WHAT NEEDS TO BE DONE:
Repeat each entry. Keep every line exactly as it is.
== TASK MATERIAL ==
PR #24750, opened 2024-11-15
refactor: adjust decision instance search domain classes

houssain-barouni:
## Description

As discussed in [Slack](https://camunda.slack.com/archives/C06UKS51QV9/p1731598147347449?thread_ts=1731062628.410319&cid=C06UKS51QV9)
===
YOUR SOLUTION:
PR #24750, opened 2024-11-15
refactor: adjust decision instance search domain classes

houssain-barouni:
## Description

As discussed in [Slack](https://camunda.slack.com/archives/C06UKS51QV9/p1731598147347449?thread_ts=1731062628.410319&cid=C06UKS51QV9)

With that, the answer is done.